[Directions for this task]: Your response should contain every line from the data below that holds the string "merge".

── Task data

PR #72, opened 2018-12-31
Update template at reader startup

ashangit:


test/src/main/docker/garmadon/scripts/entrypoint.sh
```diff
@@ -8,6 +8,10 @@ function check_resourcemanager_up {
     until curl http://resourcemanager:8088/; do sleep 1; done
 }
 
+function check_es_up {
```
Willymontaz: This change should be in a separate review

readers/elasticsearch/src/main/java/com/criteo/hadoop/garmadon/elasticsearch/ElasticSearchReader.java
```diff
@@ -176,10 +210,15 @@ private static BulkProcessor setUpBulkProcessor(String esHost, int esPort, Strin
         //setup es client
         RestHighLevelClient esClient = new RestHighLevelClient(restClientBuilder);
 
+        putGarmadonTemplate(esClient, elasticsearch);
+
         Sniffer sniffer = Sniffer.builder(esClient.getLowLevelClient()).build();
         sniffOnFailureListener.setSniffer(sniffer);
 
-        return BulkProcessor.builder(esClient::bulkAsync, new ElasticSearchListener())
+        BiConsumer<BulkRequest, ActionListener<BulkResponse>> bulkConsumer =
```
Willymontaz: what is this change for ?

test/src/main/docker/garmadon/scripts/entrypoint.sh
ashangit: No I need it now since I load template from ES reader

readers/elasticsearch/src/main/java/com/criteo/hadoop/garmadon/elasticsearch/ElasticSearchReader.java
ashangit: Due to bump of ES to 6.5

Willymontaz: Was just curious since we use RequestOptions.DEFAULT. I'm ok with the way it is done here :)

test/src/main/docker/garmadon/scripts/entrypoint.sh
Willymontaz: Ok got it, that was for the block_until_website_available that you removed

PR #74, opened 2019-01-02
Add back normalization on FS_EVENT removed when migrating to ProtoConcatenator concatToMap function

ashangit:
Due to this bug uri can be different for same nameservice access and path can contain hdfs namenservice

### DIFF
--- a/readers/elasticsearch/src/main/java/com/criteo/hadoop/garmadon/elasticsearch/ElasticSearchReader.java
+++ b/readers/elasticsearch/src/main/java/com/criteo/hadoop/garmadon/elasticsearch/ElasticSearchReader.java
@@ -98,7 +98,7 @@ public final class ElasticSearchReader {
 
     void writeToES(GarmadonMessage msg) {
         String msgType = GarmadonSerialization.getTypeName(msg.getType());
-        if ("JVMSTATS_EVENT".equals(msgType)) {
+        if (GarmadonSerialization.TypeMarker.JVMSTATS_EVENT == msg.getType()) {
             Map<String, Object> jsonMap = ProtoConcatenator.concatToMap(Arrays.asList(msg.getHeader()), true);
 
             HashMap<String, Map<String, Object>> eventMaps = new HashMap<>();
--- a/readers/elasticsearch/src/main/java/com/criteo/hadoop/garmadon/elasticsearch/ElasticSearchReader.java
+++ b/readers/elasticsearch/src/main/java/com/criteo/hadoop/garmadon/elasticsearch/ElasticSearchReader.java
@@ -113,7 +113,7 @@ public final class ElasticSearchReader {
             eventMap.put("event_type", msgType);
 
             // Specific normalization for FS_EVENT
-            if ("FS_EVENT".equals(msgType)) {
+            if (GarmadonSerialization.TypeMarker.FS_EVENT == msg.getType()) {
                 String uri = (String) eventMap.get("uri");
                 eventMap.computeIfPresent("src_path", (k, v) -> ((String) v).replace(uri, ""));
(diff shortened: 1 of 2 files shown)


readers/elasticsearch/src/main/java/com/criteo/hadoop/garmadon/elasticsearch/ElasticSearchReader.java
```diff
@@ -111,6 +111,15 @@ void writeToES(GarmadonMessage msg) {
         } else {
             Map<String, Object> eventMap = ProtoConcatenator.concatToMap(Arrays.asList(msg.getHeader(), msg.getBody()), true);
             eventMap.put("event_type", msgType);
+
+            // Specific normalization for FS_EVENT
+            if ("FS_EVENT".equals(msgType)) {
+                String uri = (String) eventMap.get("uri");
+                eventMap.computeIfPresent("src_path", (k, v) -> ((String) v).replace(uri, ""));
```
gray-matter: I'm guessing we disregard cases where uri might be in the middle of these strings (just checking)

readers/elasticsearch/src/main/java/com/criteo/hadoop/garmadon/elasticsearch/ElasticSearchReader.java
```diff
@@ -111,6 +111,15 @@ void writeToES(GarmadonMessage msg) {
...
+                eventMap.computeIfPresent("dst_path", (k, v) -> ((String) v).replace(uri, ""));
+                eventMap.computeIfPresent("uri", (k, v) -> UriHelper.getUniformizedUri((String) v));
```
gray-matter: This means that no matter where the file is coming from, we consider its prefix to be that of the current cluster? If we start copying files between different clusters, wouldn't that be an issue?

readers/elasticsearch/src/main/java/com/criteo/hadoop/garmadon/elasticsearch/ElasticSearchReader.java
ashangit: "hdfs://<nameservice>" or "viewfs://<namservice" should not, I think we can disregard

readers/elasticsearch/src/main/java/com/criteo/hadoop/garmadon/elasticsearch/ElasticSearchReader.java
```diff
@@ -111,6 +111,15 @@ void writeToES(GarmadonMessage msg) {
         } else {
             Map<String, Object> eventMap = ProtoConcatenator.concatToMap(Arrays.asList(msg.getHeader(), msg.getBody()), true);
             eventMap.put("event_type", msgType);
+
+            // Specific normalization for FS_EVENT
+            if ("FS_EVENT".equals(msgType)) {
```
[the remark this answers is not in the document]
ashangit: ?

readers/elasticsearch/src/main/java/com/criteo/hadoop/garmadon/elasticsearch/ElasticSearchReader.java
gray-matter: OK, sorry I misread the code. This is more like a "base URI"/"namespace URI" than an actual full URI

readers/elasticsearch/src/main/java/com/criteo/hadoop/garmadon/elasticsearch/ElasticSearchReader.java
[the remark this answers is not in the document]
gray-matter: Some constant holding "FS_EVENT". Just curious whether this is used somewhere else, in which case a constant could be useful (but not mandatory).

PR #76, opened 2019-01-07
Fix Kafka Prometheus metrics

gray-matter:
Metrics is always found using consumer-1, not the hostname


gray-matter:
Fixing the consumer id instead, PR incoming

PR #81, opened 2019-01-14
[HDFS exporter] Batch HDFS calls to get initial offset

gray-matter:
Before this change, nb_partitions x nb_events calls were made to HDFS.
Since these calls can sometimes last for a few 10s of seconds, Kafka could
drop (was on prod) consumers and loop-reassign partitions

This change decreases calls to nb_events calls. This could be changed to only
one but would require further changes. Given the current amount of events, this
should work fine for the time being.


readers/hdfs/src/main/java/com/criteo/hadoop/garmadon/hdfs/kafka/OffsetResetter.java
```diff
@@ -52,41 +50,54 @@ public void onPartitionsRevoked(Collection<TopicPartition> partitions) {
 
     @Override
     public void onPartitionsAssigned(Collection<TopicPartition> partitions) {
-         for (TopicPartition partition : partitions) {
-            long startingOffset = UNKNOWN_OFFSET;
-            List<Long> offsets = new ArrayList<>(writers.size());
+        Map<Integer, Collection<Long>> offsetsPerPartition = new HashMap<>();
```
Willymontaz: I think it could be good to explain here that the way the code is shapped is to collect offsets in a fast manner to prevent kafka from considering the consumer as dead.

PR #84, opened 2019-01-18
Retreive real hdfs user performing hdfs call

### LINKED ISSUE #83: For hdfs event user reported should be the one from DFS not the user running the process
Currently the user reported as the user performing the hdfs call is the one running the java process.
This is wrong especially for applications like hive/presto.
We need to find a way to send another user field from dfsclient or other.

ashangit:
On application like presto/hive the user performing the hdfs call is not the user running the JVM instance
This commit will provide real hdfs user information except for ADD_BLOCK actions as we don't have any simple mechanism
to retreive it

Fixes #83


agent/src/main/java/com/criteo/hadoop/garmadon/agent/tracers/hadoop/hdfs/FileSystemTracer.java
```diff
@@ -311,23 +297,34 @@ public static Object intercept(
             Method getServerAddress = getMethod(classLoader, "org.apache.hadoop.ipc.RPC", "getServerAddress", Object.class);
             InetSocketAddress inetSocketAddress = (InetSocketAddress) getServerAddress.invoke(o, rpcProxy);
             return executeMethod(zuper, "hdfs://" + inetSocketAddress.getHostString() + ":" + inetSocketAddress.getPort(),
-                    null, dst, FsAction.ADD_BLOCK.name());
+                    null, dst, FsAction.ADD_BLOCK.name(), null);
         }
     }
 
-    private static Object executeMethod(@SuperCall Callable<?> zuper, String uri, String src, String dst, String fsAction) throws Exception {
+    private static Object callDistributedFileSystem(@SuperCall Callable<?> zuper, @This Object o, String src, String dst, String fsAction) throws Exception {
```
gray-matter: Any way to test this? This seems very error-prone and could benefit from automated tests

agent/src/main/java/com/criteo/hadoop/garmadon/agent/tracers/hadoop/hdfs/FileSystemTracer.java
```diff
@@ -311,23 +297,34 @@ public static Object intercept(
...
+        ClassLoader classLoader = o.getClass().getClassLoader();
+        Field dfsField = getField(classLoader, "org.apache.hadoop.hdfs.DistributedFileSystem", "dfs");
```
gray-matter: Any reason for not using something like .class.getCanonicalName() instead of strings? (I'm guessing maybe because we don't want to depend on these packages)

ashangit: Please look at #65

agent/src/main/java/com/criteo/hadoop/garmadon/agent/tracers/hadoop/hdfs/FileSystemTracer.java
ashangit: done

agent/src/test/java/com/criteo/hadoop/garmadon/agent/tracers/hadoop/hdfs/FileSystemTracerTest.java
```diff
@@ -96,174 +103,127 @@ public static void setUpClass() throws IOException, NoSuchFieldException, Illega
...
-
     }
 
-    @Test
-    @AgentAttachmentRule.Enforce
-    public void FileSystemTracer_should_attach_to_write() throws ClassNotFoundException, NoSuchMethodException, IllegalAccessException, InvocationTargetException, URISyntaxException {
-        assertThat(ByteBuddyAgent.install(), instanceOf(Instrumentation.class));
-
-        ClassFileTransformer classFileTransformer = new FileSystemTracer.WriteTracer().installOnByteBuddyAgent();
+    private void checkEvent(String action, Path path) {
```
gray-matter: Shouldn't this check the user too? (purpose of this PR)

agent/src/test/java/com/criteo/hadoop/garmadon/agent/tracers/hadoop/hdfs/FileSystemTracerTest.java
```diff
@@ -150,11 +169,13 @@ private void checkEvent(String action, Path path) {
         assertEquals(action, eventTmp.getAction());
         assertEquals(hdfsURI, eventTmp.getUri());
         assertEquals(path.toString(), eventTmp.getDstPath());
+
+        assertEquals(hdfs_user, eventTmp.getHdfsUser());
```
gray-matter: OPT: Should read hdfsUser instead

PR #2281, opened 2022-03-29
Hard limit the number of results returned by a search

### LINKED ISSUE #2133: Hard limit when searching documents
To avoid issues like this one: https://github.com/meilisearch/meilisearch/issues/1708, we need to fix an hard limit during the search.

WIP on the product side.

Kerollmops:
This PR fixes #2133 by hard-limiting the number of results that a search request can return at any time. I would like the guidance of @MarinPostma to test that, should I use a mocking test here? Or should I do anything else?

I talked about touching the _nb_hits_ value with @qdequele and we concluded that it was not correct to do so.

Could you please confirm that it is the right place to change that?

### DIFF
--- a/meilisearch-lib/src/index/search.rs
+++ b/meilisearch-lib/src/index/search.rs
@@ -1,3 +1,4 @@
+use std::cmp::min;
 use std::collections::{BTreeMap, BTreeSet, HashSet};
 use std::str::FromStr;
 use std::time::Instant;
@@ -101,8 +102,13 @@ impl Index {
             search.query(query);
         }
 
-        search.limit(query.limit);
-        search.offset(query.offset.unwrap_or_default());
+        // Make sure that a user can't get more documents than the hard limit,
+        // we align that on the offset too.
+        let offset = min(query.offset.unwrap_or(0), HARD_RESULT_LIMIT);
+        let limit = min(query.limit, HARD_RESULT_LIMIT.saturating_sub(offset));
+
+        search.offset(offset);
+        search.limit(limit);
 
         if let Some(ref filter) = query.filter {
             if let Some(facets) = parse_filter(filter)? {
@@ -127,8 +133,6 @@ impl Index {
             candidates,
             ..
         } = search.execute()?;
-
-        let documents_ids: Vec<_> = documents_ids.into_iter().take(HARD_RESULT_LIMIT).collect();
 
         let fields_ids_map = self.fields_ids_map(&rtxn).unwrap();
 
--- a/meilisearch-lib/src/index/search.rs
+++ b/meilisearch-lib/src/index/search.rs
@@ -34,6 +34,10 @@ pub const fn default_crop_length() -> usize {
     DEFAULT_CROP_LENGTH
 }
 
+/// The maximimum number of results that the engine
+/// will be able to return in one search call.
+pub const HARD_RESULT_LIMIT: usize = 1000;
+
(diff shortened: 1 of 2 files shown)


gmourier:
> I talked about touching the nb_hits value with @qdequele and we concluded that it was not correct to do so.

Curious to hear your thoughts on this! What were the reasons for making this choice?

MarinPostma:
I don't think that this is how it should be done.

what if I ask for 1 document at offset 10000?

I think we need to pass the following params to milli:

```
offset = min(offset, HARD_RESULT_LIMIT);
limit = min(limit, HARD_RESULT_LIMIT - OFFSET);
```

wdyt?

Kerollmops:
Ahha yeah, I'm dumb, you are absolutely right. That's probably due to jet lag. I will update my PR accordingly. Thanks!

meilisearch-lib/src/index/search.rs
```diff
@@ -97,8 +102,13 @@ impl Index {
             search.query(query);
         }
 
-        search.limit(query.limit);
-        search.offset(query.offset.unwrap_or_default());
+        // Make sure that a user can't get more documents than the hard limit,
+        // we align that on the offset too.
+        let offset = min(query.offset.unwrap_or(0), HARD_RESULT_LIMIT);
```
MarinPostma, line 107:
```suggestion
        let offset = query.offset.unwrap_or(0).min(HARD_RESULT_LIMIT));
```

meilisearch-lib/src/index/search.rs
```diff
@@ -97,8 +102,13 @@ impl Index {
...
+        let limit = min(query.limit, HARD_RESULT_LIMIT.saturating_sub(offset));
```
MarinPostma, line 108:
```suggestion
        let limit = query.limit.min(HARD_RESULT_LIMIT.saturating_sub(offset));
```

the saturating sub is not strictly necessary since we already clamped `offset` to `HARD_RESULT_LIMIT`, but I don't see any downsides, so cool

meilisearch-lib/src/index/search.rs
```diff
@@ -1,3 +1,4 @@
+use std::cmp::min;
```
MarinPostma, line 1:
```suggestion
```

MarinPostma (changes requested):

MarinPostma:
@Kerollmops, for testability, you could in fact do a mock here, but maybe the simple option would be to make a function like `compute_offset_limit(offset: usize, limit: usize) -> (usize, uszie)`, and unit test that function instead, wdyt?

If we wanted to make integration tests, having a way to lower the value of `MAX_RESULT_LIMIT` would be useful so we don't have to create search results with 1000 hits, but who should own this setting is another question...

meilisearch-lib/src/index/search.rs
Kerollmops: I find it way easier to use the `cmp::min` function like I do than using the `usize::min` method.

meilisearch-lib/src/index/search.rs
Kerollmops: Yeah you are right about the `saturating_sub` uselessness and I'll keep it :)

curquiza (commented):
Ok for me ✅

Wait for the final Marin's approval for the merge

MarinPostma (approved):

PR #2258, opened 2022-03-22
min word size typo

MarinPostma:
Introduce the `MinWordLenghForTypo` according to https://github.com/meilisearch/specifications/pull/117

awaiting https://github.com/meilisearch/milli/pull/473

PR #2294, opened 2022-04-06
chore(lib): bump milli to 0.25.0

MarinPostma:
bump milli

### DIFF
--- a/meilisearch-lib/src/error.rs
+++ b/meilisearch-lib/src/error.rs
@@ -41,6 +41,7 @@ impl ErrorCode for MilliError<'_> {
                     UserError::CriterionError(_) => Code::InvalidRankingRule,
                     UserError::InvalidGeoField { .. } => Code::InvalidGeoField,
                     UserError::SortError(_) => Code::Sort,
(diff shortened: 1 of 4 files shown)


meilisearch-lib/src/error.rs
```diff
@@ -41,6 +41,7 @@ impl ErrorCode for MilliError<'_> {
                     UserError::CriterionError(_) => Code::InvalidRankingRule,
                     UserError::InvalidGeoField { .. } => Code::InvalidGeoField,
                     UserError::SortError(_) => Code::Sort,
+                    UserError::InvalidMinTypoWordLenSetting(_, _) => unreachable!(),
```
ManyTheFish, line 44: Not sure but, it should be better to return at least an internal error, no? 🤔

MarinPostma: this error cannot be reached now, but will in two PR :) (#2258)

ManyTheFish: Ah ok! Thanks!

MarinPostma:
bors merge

────

[Task response]:
Wait for the final Marin's approval for the merge
bors merge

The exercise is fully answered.